## AIM OF THE EXERCISE
Copy each line below containing "want".

==== DATA RECORDS ====

PR #242, opened 2024-11-28
Naïve compilation of refining patterns

chengluyu:


hkmc2/shared/src/main/scala/hkmc2/codegen/js/JSBuilder.scala
```diff
@@ -190,7 +191,7 @@ class JSBuilder(using Elaborator.State) extends CodeBuilder:
                     } + ")""""
                 }; }"""
               } #}  # }"
-            if (clsDefn.kind is syntax.Mod) || (clsDefn.kind is syntax.Obj) then
+            if ((clsDefn.kind is syntax.Mod) || (clsDefn.kind is syntax.Obj)) || (clsDefn.kind is syntax.Pat) then
```
LPTK: The extra parens are not needed.

hkmc2/shared/src/main/scala/hkmc2/semantics/Elaborator.scala
```diff
@@ -109,8 +109,18 @@ extends Importer:
   def mkLetBinding(sym: LocalSymbol, rhs: Term): Ls[Statement] =
     LetDecl(sym) :: DefineVar(sym, rhs) :: Nil
   
-  def resolveField(srcTree: Tree, base: Opt[Symbol], nme: Ident): Opt[Symbol] =
+  def resolveField(srcTree: Tree, base: Opt[Symbol], nme: Ident): Ctxl[Opt[Symbol]] =
     base match
+    // Look up symbols qualified by `globalThis.`.
+    case S(tsym: TopLevelSymbol) =>
```
LPTK: Can you explain why this is needed?

hkmc2/shared/src/main/scala/hkmc2/syntax/ParseRule.scala
```diff
@@ -272,6 +272,20 @@ class ParseRules(using State):
             End(N),
           )
         ) { (lhs, rhs) => TypeDef(Als, lhs, rhs, N) },
+    Kw(`pattern`):
```
LPTK: Couldn't we share the code for type synonyms? Place it in a common shared function.

LPTK (commented):
Nice feature! I just have a few minor comments for now. Please address them first.

hkmc2/shared/src/main/scala/hkmc2/semantics/Elaborator.scala
chengluyu: It fixes the issue where we can't get the class symbol when accessing a class in `Predef` through `globalThis`. I need to match terms against `MatchResult`. But I found:
```scala
MatchResult(()) is globalThis.Predef.MatchResult(_)
//│ ╔══[ERROR] Cannot use this selection as an extractor
//│ ║  l.19: 	MatchResult(()) is globalThis.Predef.MatchResult(_)
//│ ╙──      	                   ^^^^^^^^^^
//│ = false
```
I followed the `cls` function and found the `resolveField` function, but it doesn't handle the case where base is `globalThis` (`TopLevelSymbol`).

**But I just tried it again, and I realized the silly part of this code, the `find` function is redundant, and I will fix it.**

LPTK: But what's the justification for writing such code as `is globalThis.Predef.MatchResult(_)` rather than `is Predef.MatchResult(_)`? And if it's not written by the user, you should be able to just add the correct symbol in the section term when constructing it...

chengluyu: > But what's the justification for writing such code as `is globalThis.Predef.MatchResult(_)` rather than `is Predef.MatchResult(_)`?

To prevent `Predef` from being shadowed.

> you should be able to just add the correct symbol in the section term when constructing it...

Maybe this should be the right way. But I haven't found a way to get the exact symbols defined in `Predef`. We access functions via `globalThis.Predef.tupleSlice` but we access classes by `Predef.MatchResult`, which feels very inconsistent.

LPTK: What on Earth are you talking about?

LPTK: Users are NEVER supposed/expected to make use of `globalThis`.

chengluyu: Sorry for the confusion. The code in my initial response is the term I want to generate (I really don't need/expect the user to write it and I also never do that).

In this PR, I need to generate a term similar to `unapply(scrut) is MatchResult(…)` and `MatchResult` is defined in `Predef`. I know I can use `Predef.MatchResult`. But I was told that when generating terms, if I need to use things defined in `Predef`, I should prefix it with `globalThis` to prevent shadowing.

For example, if I need to use `tupleSlice`, the term should be `globalThis.Predef.tupleSlice`. So, to use `MatchResult`, I generate the term `globalThis.Predef.MatchResult`. But the problem is that this term doesn't have a class symbol, therefore it can't be used in pattern matching.

To solve this problem, I modified the `resolveField` function so that it can look up from the context when it encounters the `TopLevelSymbol`.

I apologize for not making it clear. This might not be important at all, as nobody would override `Predef`.

LPTK: Plenty of people might shadow the word "Predef". You can't just say this kind of things isn't important. Correctness is important.

I finally had to check your code myself to find that one place you're talking about because you won't just give me a link or line number. It appears to be this:

```scala
  protected lazy val matchResultClass =
    Sel(Sel(Ident("globalThis"), Ident("Predef")), Ident("MatchResult"))
```

This does not look right. You're not **_generating a term_** here, as you keep writing, you're **_generating a tree_** and then using the elaborator to transform that into a term for you.

If you were truly generating a term, as you're supposed to (trees are what users write, they're generally not meant to be generated, in normal circumstances), you'd be using `Term.Sel` (or rather `Term.SynthSel`), which _allows you to pass the relevant symbol_ at construction. That's why your roundabout approach is not needed and was confusing me.

hkmc2/shared/src/main/scala/hkmc2/semantics/ucs/DesugaringBase.scala
```diff
@@ -0,0 +1,122 @@
...
+      scrut: => Term.Ref,
+      psym: PatternSymbol,
+      inner: (scrut: TempSymbol) => Split,
+      method: Str = "unapplyStringPrefix"
+  )(fallback: Split): Ctxl[Split] =
+    val matchResultClassTerm = cls(matchResultClass)
+    matchResultClassTerm.symbol match
+    case S(matchResultClassSymbol: ClassSymbol) =>
+      // def makeUnapplyBranch(scrut: => Term.Ref, pat)
+      val resultIdent = Ident("matchResult"): Ident
```
LPTK: This appears to be unused.

hkmc2/shared/src/main/scala/hkmc2/semantics/ucs/DesugaringBase.scala
```diff
@@ -0,0 +1,122 @@
...
+      val resultSymbol = TempSymbol(N, "matchResult")
+      val globalThis = term(Ident("globalThis"))
```
LPTK: Instead of this hacky approach, you can use `State.globalThisSymbol.ref()`.

hkmc2/shared/src/main/scala/hkmc2/semantics/ucs/DesugaringBase.scala
```diff
@@ -0,0 +1,122 @@
...
+      case S(_) | N => lastWords("Cannot locate `MatchResult` class in the global scope.")
+
+  /** Make a `Branch` that calls `Pattern` symbols' `unapplyStringPrefix` functions. */
+  def makeUnapplyStringPrefixBranch(
+      scrut: => Term.Ref,
+      psym: PatternSymbol,
+      inner: (scrut: TempSymbol) => Split,
+      method: Str = "unapplyStringPrefix"
+  )(fallback: Split): Ctxl[Split] =
+    val matchResultClassTerm = cls(matchResultClass)
```
LPTK: As I explained in the [other comment](https://github.com/hkust-taco/mlscript/pull/242#discussion_r1863721735), this is not the right approach. But also notice that you're recreating the term every time this function is called, making it doubly wrong.

hkmc2/shared/src/main/scala/hkmc2/semantics/ucs/DesugaringBase.scala
chengluyu: Thanks! I just learned that I can get this symbol here.

hkmc2/shared/src/main/scala/hkmc2/semantics/Elaborator.scala
chengluyu: Thank you for the careful review and your detailed explanation. I'm sorry for not providing you with a link or line number. I'd like to ask, how can I obtain the symbols of `Predef` and the class I need?

For example, now I know I can construct the term in the following way. Where can I get `A` and `B`?

```scala
Term.Sel(
  prefix = Term.Sel(
    prefix = state.globalThisSymbol.ref(),
    nme = Ident("Predef")
  )(S(/* A */)), // <- needs the symbol for `Predef`
  nme = Ident("MatchResult")
)(S(/* B */)) // <- needs the symbol for class `MatchResult`
```

Of course, I know these symbols are all in `Ctx`, but how do I know that what I found is the exact `Predef` imported by the compiler and not the one shadowed by the user?

LPTK: That's a good question, and now I understand your problem better. Thanks for explaining it.

What's for sure is that you don't want to write something like `ctx.get(nme.name).flatMap(_.symbol)` in `resolveField`, as that's just incorrect.

What I would probably do is declare `MatchResult` in `Prelude.mls`, which is used to declare builtins, and then I would use add a line in `Ctx#Builtins`, which can get the corresponding builtin symbols.

However, this will not automatically be the same as the symbol that's eventually going to be created in the `Predef` module, so users won't be able to use `MatchResult` explicitly yet. We can fix this later.

hkmc2/shared/src/main/scala/hkmc2/semantics/ucs/DesugaringBase.scala
chengluyu: Thanks! I've removed it.

hkmc2/shared/src/main/scala/hkmc2/semantics/Elaborator.scala
chengluyu: Thank you for your help! I've already rebased this PR to your commit. Now my implementation does not construct terms and retrieve symbols through elaboration at all.

hkmc2/shared/src/main/scala/hkmc2/semantics/ucs/DesugaringBase.scala
chengluyu: Thanks for the check. I've already modified this part of the code. Now I don't get symbols or construct terms through `cls` or `term`.

hkmc2/shared/src/main/scala/hkmc2/semantics/ucs/Translator.scala
```diff
@@ -153,31 +144,29 @@ class Translator(tl: TraceLogger, val elaborator: Elaborator)
...
       stringPrefix(scrut, prefix, (captures1, postfixScrut1) =>
         stringPrefix(postfixScrut1, postfix, (captures2, postfixScrut2) =>
           inner(captures2 ++ captures1, postfixScrut2)))
     case ctor @ (_: Ident | _: Sel) =>
-      val clsTrm = elaborator.cls(ctor, inAppPrefix = false)
-      clsTrm.symbol.flatMap(_.asClsLike) match
+      elaborator.cls(ctor, inAppPrefix = false).symbol.flatMap(_.asClsLike) match
       case S(cls: (ClassSymbol | ModuleSymbol)) =>
-        raise(ErrorReport(msg"Cannot match ${ctor.describe} as a string prefix" -> ctor.toLoc :: Nil))
+        val kind = cls match { case _: ClassSymbol => "class" case _ => "module" }
```
LPTK, line 152: This should rather use `cls.tree.k`.

hkmc2/shared/src/main/scala/hkmc2/semantics/Symbol.scala
```diff
@@ -36,13 +36,19 @@ abstract class Symbol(using State) extends Located:
     case mem: BlockMemberSymbol =>
       mem.modTree.map(_.symbol.asInstanceOf[ModuleSymbol])
     case _ => N
+  def asPat: Opt[PatternSymbol] = this match
+    case pat: PatternSymbol => S(pat)
+    case mem: BlockMemberSymbol =>
+      mem.patTree.map(_.symbol.asInstanceOf[PatternSymbol])
```
LPTK: This should probably be
```suggestion
      mem.patTree.flatMap(_.symbol.asPat)
```
(create the `asPat` method if it's not already there)

hkmc2/shared/src/main/scala/hkmc2/semantics/ucs/DesugaringBase.scala
```diff
@@ -0,0 +1,116 @@
...
+import mlscript.utils.*, shorthands.*
+import syntax.Tree.*, Elaborator.{Ctxl, ctx}
+
+/** Contains some helpers that makes UCS desugaring easier. */
+trait DesugaringBase(using state: Elaborator.State):
+  val elaborator: Elaborator
+
+  import elaborator.tl.*, state.globalThisSymbol
+
+  protected transparent inline def sel(p: Term, k: Ident): Term.SynthSel = Term.SynthSel(p, k)(N)
```
LPTK: Why are all these functions `transparent inline`? Unless you're doing some type-level magic, they should just be `inline`. In fact, I don't think they should really be `inline`. Just making them `final` should be enough hint that they could be optimized by the JIT if needed.

hkmc2/shared/src/main/scala/hkmc2/semantics/ucs/DesugaringBase.scala
```diff
@@ -0,0 +1,116 @@
...
+    Split.Let(s, cond, Branch(s.ref(), inner) ~: Split.End)
+
+  /** Make a `Branch` that calls `Pattern` symbols' `unapply` functions. */
+  def makeUnapplyBranch(
+      scrut: => Term.Ref,
+      psym: PatternSymbol,
+      inner: => Split,
+      method: Str = "unapply"
+  )(fallback: Split): Ctxl[Split] =
+    val func = sel(sel(globalThisSymbol.ref(), psym.nme, psym), method)
```
LPTK: I don't understand the logic of this. You've got a symbol pointing to a pattern. And here you just _assume_ that pattern is defined in `globalThis`?! What if it's defined in some module? You should use the pattern TERM here (currently called `clsTrm` at the call site). That's what terms are for.

You should only use `globalThis` when accessing hard-coded things like `Predef` that we KNOW are there. Using it here is nonsensical.

LPTK: Please fix this and also:
* Address other similar incorrect cases in this PR.

LPTK: Please fix this and also:
* Add some tests where the patterns are defined inside some modules (these can be modules defined locally, in the same diff-test file).

hkmc2/shared/src/main/scala/hkmc2/semantics/ucs/Translator.scala
```diff
@@ -0,0 +1,246 @@
...
+   */
+  private type Scrut = () => Term.Ref
+  
+  private type CaptureMap = Map[Param, Term.Ref]
+  
+  private type Inner = CaptureMap => Split
+  
+  private type PrefixInner = (CaptureMap, Scrut) => Split
+  
+  import Branch as B, Pattern as P, Split as Sp
```
LPTK: Please don't add a renaming import right in the middle of the source file. Is the saving of a few characters worth the absolute confusion that ensures for readers? I'd suggest removing the import entirely and just referring to the things by their original names. They're already quite short.

hkmc2/shared/src/main/scala/hkmc2/semantics/ucs/Translator.scala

====

## SOLVED EXERCISE
chengluyu: Sorry for the confusion. The code in my initial response is the term I want to generate (I really don't need/expect the user to write it and I also never do that).
What's for sure is that you don't want to write something like `ctx.get(nme.name).flatMap(_.symbol)` in `resolveField`, as that's just incorrect.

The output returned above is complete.